Bennahmias: « Une histoire se termine avec le MoDem »

 Bennahmias-congresBennahmias: « Une histoire se termine avec le MoDem »

Interview au Journal La Provence :

L’eurodéputé se met en congés et soutient les listes de Patrick Mennucci

Le divorce est consommé. Enfin, serait-on tenté de dire, tant il a traîné. François Bayrou, président du MoDem et Jean-Luc Bennahmias, son vice-président, n’avaient plus rien à se dire. Dans une lettre de quasi-rupture cinglante, début février, le Palois qui conduit une liste soutenue par l’UMP aux municipales, demandait à son ami marseillais de soutenir Jean-Claude Gaudin ici. Et de ne pas s’allier une gauche qu’il juge « clientéliste. » Fin de non-recevoir de la part du député européen qui, hier après-midi, a confirmé qu’il rejoignait, avec Christophe Madrolle et d’autres, les listes de Patrick Mennucci, candidat PS – EE-LV à l’hôtel de ville. Et souligné que l’histoire se terminait avec le mouvement centriste, dont d’autres, partis avec l’UMP, sont prêts à reprendre un drapeau en lambeaux. « Il est certain qu’ils prennent le risque d’une mise en congé définitive du mouvement », nous glissait hier matin François Bayrou. Il rendra une position officielle aujourd’hui. Désormais sous la bannière « Les Démocrates marseillais », Christophe Madrolle qui sera 4e sur la liste de Marie-Arlette Carlotti dans les 4e-5e et Jean-Luc Bennahmias qui a choisi de n’être sur aucune liste, ont d’autres chats à fouetter. À commencer par le Parlement européen, où le second nommé se trouve sans famille. À moins que le PS national lui trouve un refuge.

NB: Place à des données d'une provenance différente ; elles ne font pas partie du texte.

PR #1764, opened 2025-12-09
feat: modify jimm ListControllers to list controllers users have can_addmodel permission on

ale8k:
## Description
This PR modifies the ListControllers method of JIMM to list only controllers the user has can_addmodel on.

For admin users, it returns all controllers.

I modified it further in that we no longer return the JIMM controller, wasn't really sure there's a point of returning JIMM in the set and it was only returned when the user wasn't an admin anyway.

I added an additional test to Juju API, which might appear kind of pointless, but it at least tests that when calling JIMM's API it does behave as expected - even if we are returning dummy database entries.

## Engineering checklist

- [ ] Documentation updated
- [x] Covered by unit tests

### DIFF
--- a/cmd/jaas/cmd/listcontrollers_test.go
+++ b/cmd/jaas/cmd/listcontrollers_test.go
@@ -47,21 +47,6 @@ var (
     data: {}
     since: null
 `
-
-	expectedOutput = `- name: jaas
-  uuid: 6acf4fd8-32d6-49ea-b4eb-dcb9d1590c11
-  publicaddress: ""
-  apiaddresses: \[\]
-  cacertificate: ""
-  cloudtag: ""
-  cloudregion: ""
-  agentversion: .*
-  status:
-    status: available
-    info: ""
-    data: {}
-    since: null
-`
 )
 
 type listControllersSuite struct {
@@ -87,5 +72,5 @@ func (s *listControllersSuite) TestListControllers(c *gc.C) {
 	bClient := s.SetupCLIAccess(c, "bob")
 	context, err := cmdtesting.RunCommand(c, cmd.NewListControllersCommandForTesting(s.ClientStore(), bClient))
 	c.Assert(err, gc.IsNil)
-	c.Assert(cmdtesting.Stdout(context), gc.Matches, expectedOutput)
+	c.Assert(cmdtesting.Stdout(context), gc.Matches, `\[\]\n?`)
 }
--- a/internal/jimm/juju/jimm.go
+++ b/internal/jimm/juju/jimm.go
@@ -76,7 +76,7 @@ func (j *JujuManager) ListControllers(ctx context.Context, user *openfga.User) (
 			zapctx.Error(ctx, "error checking user permissions for controller", zap.String("controller", c.Name), zap.Error(err))
 			return nil
 		}
-		if user.JimmAdmin || canAddModel {
+		if canAddModel {
 			controllers = append(controllers, *c)
 		}
 		return nil
--- a/internal/jimm/juju/jimm.go
+++ b/internal/jimm/juju/jimm.go
@@ -12,6 +12,8 @@ import (
 	jujuparams "github.com/juju/juju/rpc/params"
 	"github.com/juju/names/v5"
 	"github.com/juju/version/v2"
+	"github.com/juju/zaputil/zapctx"
+	"go.uber.org/zap"
 	"golang.org/x/sync/errgroup"
 
 	"github.com/canonical/jimm/v3/internal/db"
@@ -64,15 +66,19 @@ func (j *JujuManager) ControllerInfo(ctx context.Context, name string) (*dbmodel
 	return &ctl, nil
 }
 
-// ListControllers returns a list of controllers the user has access to.
+// ListControllers returns a list of controllers the user has can_addmodel to.
+// JIMM admins get all controllers.
 func (j *JujuManager) ListControllers(ctx context.Context, user *openfga.User) ([]dbmodel.Controller, error) {
-	if !user.JimmAdmin {
-		return nil, errors.E(errors.CodeUnauthorized, "unauthorized")
-	}
-
 	var controllers []dbmodel.Controller
 	err := j.Database.ForEachController(ctx, func(c *dbmodel.Controller) error {
-		controllers = append(controllers, *c)
+		canAddModel, err := user.IsAllowedAddModelToController(ctx, c.ResourceTag())
+		if err != nil {
+			zapctx.Error(ctx, "error checking user permissions for controller", zap.String("controller", c.Name), zap.Error(err))
+			return nil
+		}
+		if user.JimmAdmin || canAddModel {
+			controllers = append(controllers, *c)
+		}
 		return nil
 	})
 	if err != nil {
--- a/internal/jimm/juju/jimm_test.go
+++ b/internal/jimm/juju/jimm_test.go
@@ -39,24 +39,27 @@ controllers:
   cloud: test
   region: test-region-1
   agent-version: 3.2.1
+  users:
+    - username: bob@canonical.com
+      access: add-model
+    - username: eve@canonical.com
+      access: add-model
 - name: test2
   uuid: 00000001-0000-0000-0000-000000000002
   cloud: test
   region: test-region-2
   agent-version: 3.2.0
+  users:
+    - username: bob@canonical.com
+      access: add-model
 - name: test3
   uuid: 00000001-0000-0000-0000-000000000003
   cloud: test
   region: test-region-3
   agent-version: 2.1.0
-users:
-- username: alice@canonical.com
-  controller-access: superuser
-- username: bob@canonical.com
-  can-add-model: [00000001-0000-0000-0000-000000000001, 00000001-0000-0000-0000-000000000002]
-- username: eve@canonical.com
-  can-add-model: [00000001-0000-0000-0000-000000000001, 00000001-0000-0000-0000-000000000003]
-- username: notallowedanycontrollers@canonical.com
+  users:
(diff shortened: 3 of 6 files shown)


internal/jimm/juju/jimm.go
```diff
@@ -64,15 +66,19 @@ func (j *JujuManager) ControllerInfo(ctx context.Context, name string) (*dbmodel
...
-
 	var controllers []dbmodel.Controller
 	err := j.Database.ForEachController(ctx, func(c *dbmodel.Controller) error {
-		controllers = append(controllers, *c)
+		canAddModel, err := user.IsAllowedAddModelToController(ctx, c.ResourceTag())
+		if err != nil {
+			zapctx.Error(ctx, "error checking user permissions for controller", zap.String("controller", c.Name), zap.Error(err))
+			return nil
+		}
+		if user.JimmAdmin || canAddModel {
```
kian99: You can remove the `user.JimmAdmin` that will get checked in the `IsAllowedAddModel` call

internal/testutils/jimmtest/env.go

Votre mise en congés du Mo-Dem est-elle définitive, comme le présume François Bayrou?

Oui, c’est la logique même. Une histoire se termine avec le MoDem. Elle s’arrête sur une incompréhension globale. Notre cohérence avec Christophe Madrolle et les autres est pourtant totale. Nous n’avons jamais rien caché sur notre appartenance à une philosophie de centre gauche. Nous avons toujours regardé ce que faisait François Bayrou avec les yeux grand ouverts. Lui, en revanche, n’a jamais vu la situation de la gauche à Marseille.

Sa vision serait-elle trop simpliste?

Il faut arrêter avec la gauche des brigands et la droite humaniste. Ce n’est pas vrai. C’est beaucoup plus compliqué que cela. Il suffit d’être un peu ici pour le savoir. Or, cette polémique n’a jamais cessé.

En est-ce fini du MoDem?

Nous ne sommes pas les premiers à avoir tenté de construire une troisième voie dans ce pays. Avant nous, il y a eu Michel Jobert, Jean-Pierre Chevènement, Europe Écologie… Les institutions de la Ve République font que ça foire. On est toujours poussé à aller dans un camp ou dans un autre. Ce qui est paradoxal, c’est que les électeurs ont intégré la fin du clivage gauche-droite, malgré le bla-bla des politiques.

La rupture est-elle totale au sein de votre ex-mouvement ?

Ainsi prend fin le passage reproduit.